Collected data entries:

──────

Issue #468, opened 2021-11-05
[Generic] Generic Oauthenticator Not support PKCE


iamjxb:
For OIDC login using code flow with PKCE, the generic oauthenticator currently cannot generate code challenge and send code challenge method or code verifier. 
It is possible to add them through the extra_params and extra_authorize_params but that would make it "hard coded" and less secure. 
Is there a way to generate code challenge and verifier during runtime? If not, can we make a feature request for this?
Thank you.

minrk:
Supporting PKCE sounds like a totally valid feature request, and seems pretty generic. If I [understand it correctly][pkce], what we would need is a boolean option for `use_pkce`, where if True, we add:

[pkce]: https://www.oauth.com/oauth2-servers/pkce/

in `OAuthLoginHandler`:

1. we generate a random string (`code_verifier`)
2. hash it with sha256
3. add params to `authorize_redirect`: `code_challenge=$hashed_verifier&code_challenge_method=S256`

in `OAuthCallbackHandler`:

1. retrieve `code_verifier` (persistence TBD; its own cookie, I guess?)
2. send original `code_verifier` in `code_verifier` param for the token request

minrk:
Does it make a lot of sense to use PKCE with authorization_code flow? Reading about it, it seems to mostly be a replacement for mobile apps and single-page apps where the client secret cannot be reasonably protected. But since the code exchange request comes from the server side, this doesn't seem to be an issue in our case.

humanSupafly:
> For OIDC login using code flow with PKCE, the generic oauthenticator currently cannot generate code challenge and send code challenge method or code verifier. It is possible to add them through the extra_params and extra_authorize_params but that would make it "hard coded" and less secure. Is there a way to generate code challenge and verifier during runtime? If not, can we make a feature request for this? Thank you.

Does generic oauthenticator support pkce?

How did you make it work using the extra_params and "hardcode" approch?

PR #765, opened 2024-09-28
Add `enable_pkce` config, True by default

renan-r-santos:
Fixes https://github.com/jupyterhub/oauthenticator/issues/468

### DIFF
--- a/oauthenticator/oauth2.py
+++ b/oauthenticator/oauth2.py
@@ -684,10 +684,10 @@ class OAuthenticator(Authenticator):
         False,
         config=True,
         help="""
-        Require Proof Key for Code Exchange (PKCE) for OAuth2 authorization code flow
+        Require Proof Key for Code Exchange (PKCE) for OAuth2 authorization code flow.
         
         Only the S256 code challenge method is supported.
-        `RFC 7636 <https://datatracker.ietf.org/doc/html/rfc7636>`.
+        `RFC 7636 <https://datatracker.ietf.org/doc/html/rfc7636>`_.
         """,
     )
 
--- a/oauthenticator/oauth2.py
+++ b/oauthenticator/oauth2.py
@@ -119,7 +119,7 @@ class OAuthLoginHandler(OAuth2Mixin, BaseHandler):
 
         state = {"state_id": state_id, "next_url": next_url}
 
-        if self.authenticator.pkce:
+        if self.authenticator.require_pkce:
             # https://datatracker.ietf.org/doc/html/rfc7636#section-4
             code_verifier = secrets.token_urlsafe(43)
             code_challenge = hashlib.sha256(code_verifier.encode("utf-8")).digest()
@@ -680,13 +680,13 @@ class OAuthenticator(Authenticator):
         """,
     )
 
-    pkce = Bool(
+    require_pkce = Bool(
         False,
         config=True,
         help="""
-        Whether to use PKCE (Proof Key for Code Exchange) for the OAuth2 flow.
-
-        Only the S256 method is supported.
+        Require Proof Key for Code Exchange (PKCE) for OAuth2 authorization code flow
+        
+        Only the S256 code challenge method is supported.
         `RFC 7636 <https://datatracker.ietf.org/doc/html/rfc7636>`.
         """,
     )
@@ -1008,7 +1008,7 @@ class OAuthenticator(Authenticator):
             "data": data,
         }
 
-        if self.pkce:
+        if self.require_pkce:
             # https://datatracker.ietf.org/doc/html/rfc7636#section-4.5
             cookie_state = handler.get_state_cookie()
             if not cookie_state:
--- a/oauthenticator/oauth2.py
+++ b/oauthenticator/oauth2.py
@@ -12,7 +12,6 @@ import secrets
 import uuid
 from functools import reduce
 from inspect import isawaitable
-from typing import cast
 from urllib.parse import quote, urlencode, urlparse, urlunparse
 
 import jwt
@@ -682,13 +681,11 @@ class OAuthenticator(Authenticator):
     )
 
     pkce = Bool(
-        os.environ.get("OAUTH2_PKCE", "False").lower() in {"true", "1"},
+        False,
         config=True,
         help="""
         Whether to use PKCE (Proof Key for Code Exchange) for the OAuth2 flow.
 
-        When using PKCE, the client secret is not required to be sent to the
-        token endpoint.
         Only the S256 method is supported.
         `RFC 7636 <https://datatracker.ietf.org/doc/html/rfc7636>`.
         """,
@@ -1013,9 +1010,7 @@ class OAuthenticator(Authenticator):
 
         if self.pkce:
             # https://datatracker.ietf.org/doc/html/rfc7636#section-4.5
-            callback_handler = cast(OAuthCallbackHandler, handler)
-
-            cookie_state = callback_handler.get_state_cookie()
+            cookie_state = handler.get_state_cookie()
             if not cookie_state:
                 raise web.HTTPError(400, "OAuth state missing from cookies")
 
--- a/oauthenticator/oauth2.py
+++ b/oauthenticator/oauth2.py
@@ -93,6 +93,18 @@ class OAuthLoginHandler(OAuth2Mixin, BaseHandler):
             STATE_COOKIE_NAME, state_cookie_value, expires_days=1, httponly=True
         )
 
+    def _generate_pkce_params(self):
+        # https://datatracker.ietf.org/doc/html/rfc7636#section-4
+        # It is recommended that the output of the random number generator creates
+        # a 32-octet sequence which is base64url-encoded to produce a 43-octet URL
+        # safe string to use as the code verifier.
+        code_verifier = secrets.token_urlsafe(32)
+        code_challenge = hashlib.sha256(code_verifier.encode("utf-8")).digest()
+        code_challenge_base64 = (
+            base64.urlsafe_b64encode(code_challenge).decode("utf-8").rstrip("=")
+        )
+        return code_verifier, code_challenge_base64
+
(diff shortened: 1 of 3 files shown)


oauthenticator/oauth2.py
```diff
@@ -980,6 +1011,20 @@ def build_access_tokens_request_params(self, handler, data=None):
             "data": data,
         }
 
+        if self.pkce:
+            # https://datatracker.ietf.org/doc/html/rfc7636#section-4.5
+            callback_handler = cast(OAuthCallbackHandler, handler)
```
manics, line 1016: Personally I have no objection to introducing typing, but I think we should discuss it in a separate issue first.

oauthenticator/oauth2.py
```diff
@@ -663,6 +681,19 @@ def _allowed_scopes_validation(self, proposal):
...
     )
 
+    pkce = Bool(
+        os.environ.get("OAUTH2_PKCE", "False").lower() in {"true", "1"},
+        config=True,
+        help="""
+        Whether to use PKCE (Proof Key for Code Exchange) for the OAuth2 flow.
+
+        When using PKCE, the client secret is not required to be sent to the
+        token endpoint.
```
manics, line 691: https://www.oauth.com/oauth2-servers/pkce/authorization-request/ says

> The authorization server can require that public clients must use the PKCE extension. This is really the only way to allow native apps to have a secure authorization flow without using the client secret, especially without the redirect URI security that’s available with web-based clients.

Does this imply it should still be sent unless the server requires PKCE?

oauthenticator/oauth2.py
```diff
@@ -663,6 +681,19 @@ def _allowed_scopes_validation(self, proposal):
         """,
     )
 
+    pkce = Bool(
+        os.environ.get("OAUTH2_PKCE", "False").lower() in {"true", "1"},
```
manics, line 685: I don't think we need this environment variable, it's present in some of the other config options for backwards compatibility.

oauthenticator/tests/test_oauth2.py
```diff
@@ -206,3 +207,57 @@ async def test_add_user_override(
...
+    )
+    assert (
+        login_handler.authorize_redirect.call_args.kwargs["extra_params"][
+            "code_challenge_method"
+        ]
+        == "S256"
+    )
+
+
+async def test_callback_handler_pkce():
```
manics, line 235: Can you also add a test to verify an error is returned if PKCE is requested but the server doesn't support it?

renan-r-santos: Done. I guess the way an Oauth server tells it doesn't support PKCE would be by returning a 403 when the client tries to exchange the code for a token.

oauthenticator/oauth2.py
renan-r-santos: Removed.

oauthenticator/oauth2.py
renan-r-santos: You're right. In fact, the code itself was contradicting this comment. I removed the part about `client_secret`.

oauthenticator/oauth2.py
renan-r-santos: Oh, sorry about that. I agree that this subject should be a separate discussion.

renan-r-santos:
By the way, I think this PR also helps a bit in getting OAuthenticator compatible with [OAuth 2.1](https://oauth.net/2.1/) (still in draft) as:
| PKCE is required for all OAuth clients using the authorization code flow

oauthenticator/tests/test_oauth2.py
minrk: Won't it work but just not be checked for validity if the provider doesn't support it (ignored extra parameters)? If that's true, should it be on by default?

manics: If the parameters are definitely ignored then we could always send them, and change the property name to `require_pkce` to enforce it on the client side.

manics: @renan-r-santos Sorry, I realise now I was unclear in my request. I was thinking of testing that `raise web.HTTPError(400, "Missing code_verifier")` is raised when the server silently ignores the PKCE request.

Regarding whether or not to always send the PKCE request, how about if we rename the parameter `require_pkce` instead of `pkce`, but keep the current implementation (only send the PKCE field when `require_pkce = True`? That lets us switch to always sending PKCE in future if we want, without having to change or add any parameters.

renan-r-santos: > Regarding whether or not to always send the PKCE request, how about if we rename the parameter require_pkce instead of pkce, but keep the current implementation (only send the PKCE field when require_pkce = True?

That sounds like a good plan to me. I've updated the PR to reflect that.

> I was thinking of testing that raise web.HTTPError(400, "Missing code_verifier") is raised when the server silently ignores the PKCE request.

`raise web.HTTPError(400, "Missing code_verifier")` won't get raised if the server silently ignores the PKCE request. `code_verifier` is data that we store in a cookie together with `state_id` and `next_url` in the login handler, but `code_verifier` isn't sent to or returned from the OAuth provider during login. It is only during code exchange that the client grabs the `code_verifier` previously stored in a cookie and sends it to the server so it can hash it and compare it with the `code_challenge`.

So, the error you mentioned can only happen if the cookie got somehow deleted or corrupted between login and callback handlers. If you still think it is worth adding a test for that, let me know and I'll update the PR. I could be wrong, but I don't think there's a way for a client to know if a server ignores PKCE parameters. On the other hand, a server can enforce that clients use PKCE.

minrk: Yeah, I think PKCE is only for the provider to check; clients only provide information. So the only reason to disable it that I can see is if some provider raises on unrecognized arguments, which is [officially wrong](https://www.rfc-editor.org/rfc/rfc6749#section-3.1):

> The authorization server MUST ignore unrecognized request parameters.

So if we're only talking about valid OAuth providers, we don't even need to make it optional.

From the [PKCE spec](https://datatracker.ietf.org/doc/html/rfc7636#section-5):

> As the OAuth 2.0 [[RFC6749](https://datatracker.ietf.org/doc/html/rfc6749)] server responses are unchanged by this
   specification, client implementations of this specification do not
   need to know if the server has implemented this specification or not
   and SHOULD send the additional parameters as defined in [Section 4](https://datatracker.ietf.org/doc/html/rfc7636#section-4) to
   all servers.

i.e. it's always right to send PKCE, and it's entirely up to the provider to decide whether to validate or not.

oauthenticator/oauth2.py
```diff
@@ -115,7 +117,22 @@ def get(self):
         state_id = self._generate_state_id()
         next_url = self._get_next_url()
 
-        cookie_state = _serialize_state({"state_id": state_id, "next_url": next_url})
+        state = {"state_id": state_id, "next_url": next_url}
+
+        if self.authenticator.require_pkce:
+            # https://datatracker.ietf.org/doc/html/rfc7636#section-4
+            code_verifier = secrets.token_urlsafe(43)
```
minrk, line 124: FWIW, the spec [recommends](https://datatracker.ietf.org/doc/html/rfc7636#section-4.1) a 32-byte token. The input to `secrets.token_*` is the number of random bytes not the encoded length, so with

```suggestion
            code_verifier = secrets.token_urlsafe(32)
```

`len(code_verifier)` will be 43.

oauthenticator/oauth2.py
```diff
@@ -663,6 +680,17 @@ def _allowed_scopes_validation(self, proposal):
         """,
     )
 
+    require_pkce = Bool(
+        False,
+        config=True,
+        help="""
+        Require Proof Key for Code Exchange (PKCE) for OAuth2 authorization code flow.
```
minrk, line 687: Sorry for giving you the runaround a bit on names, but let's use:

```suggestion
    enable_pkce = Bool(
        True,
        config=True,
        help="""
        Enable Proof Key for Code Exchange (PKCE) for OAuth2 authorization code flow.
```

I think `require_pkce` gives the wrong impression about what oauthenticator is in a position to enforce.

oauthenticator/oauth2.py
```diff
@@ -680,13 +680,13 @@ def _allowed_scopes_validation(self, proposal):
...
 
-    pkce = Bool(
+    require_pkce = Bool(
         False,
         config=True,
         help="""
-        Whether to use PKCE (Proof Key for Code Exchange) for the OAuth2 flow.
-
-        Only the S256 method is supported.
+        Require Proof Key for Code Exchange (PKCE) for OAuth2 authorization code flow
```
consideRatio: Is this to say that the oauth server requires pkce, so that the client is configured to say the server requires it? Or, is it that the client is configured to require it independent of the server, or for servers that supports it optionally and/or requires it?

I'm not clear about the situation, but i hope that these confusions can be clarified in the docstring.

consideRatio: Thank you @renan-r-santos for working this!!!

manics: I think this is what confused me at first- based on the discussions in this PR only the server can require PKCE, but a client can't.

oauthenticator/tests/test_oauth2.py
renan-r-santos: Thank you very much for the references, especially

> The authorization server MUST ignore unrecognized request parameters.

which I didn't know and makes a lot of difference.

renan-r-santos:
Guys, I think this is ready for another round of reviews. I made a few improvements and incorporated important points that we discussed here in the `enable_pkce` docs. Thank you for your patience!

consideRatio (approved):
I read the docstring and considered the config naming and think its great, i'll leave the implementation review to another person as i think its already been considered and i've not onboarded myself enough to review it myself yet.

Thank you @renan-r-santos for working this so thoroughly!! ♥️🎉🥳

──────

→ What you are asked to do
Out of the records above, pick each line that contains the string "still".

→ Written solution
Does this imply it should still be sent unless the server requires PKCE?
By the way, I think this PR also helps a bit in getting OAuthenticator compatible with [OAuth 2.1](https://oauth.net/2.1/) (still in draft) as:
So, the error you mentioned can only happen if the cookie got somehow deleted or corrupted between login and callback handlers. If you still think it is worth adding a test for that, let me know and I'll update the PR. I could be wrong, but I don't think there's a way for a client to know if a server ignores PKCE parameters. On the other hand, a server can enforce that clients use PKCE.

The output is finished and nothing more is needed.